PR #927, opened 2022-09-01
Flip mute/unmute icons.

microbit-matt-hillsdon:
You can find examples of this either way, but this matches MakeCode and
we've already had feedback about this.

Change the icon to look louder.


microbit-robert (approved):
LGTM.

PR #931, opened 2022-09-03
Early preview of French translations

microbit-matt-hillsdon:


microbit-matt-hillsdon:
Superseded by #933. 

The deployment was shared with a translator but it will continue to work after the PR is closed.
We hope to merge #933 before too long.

* * * * *

*TASK:*
Give back each entry above precisely as it was written.

*WRITTEN ANSWER:*
PR #927, opened 2022-09-01
Flip mute/unmute icons.

microbit-matt-hillsdon:
You can find examples of this either way, but this matches MakeCode and
we've already had feedback about this.

Change the icon to look louder.


microbit-robert (approved):
LGTM.

PR #931, opened 2022-09-03
Early preview of French translations

microbit-matt-hillsdon:


microbit-matt-hillsdon:
Superseded by #933. 

The deployment was shared with a translator but it will continue to work after the PR is closed.
We hope to merge #933 before too long.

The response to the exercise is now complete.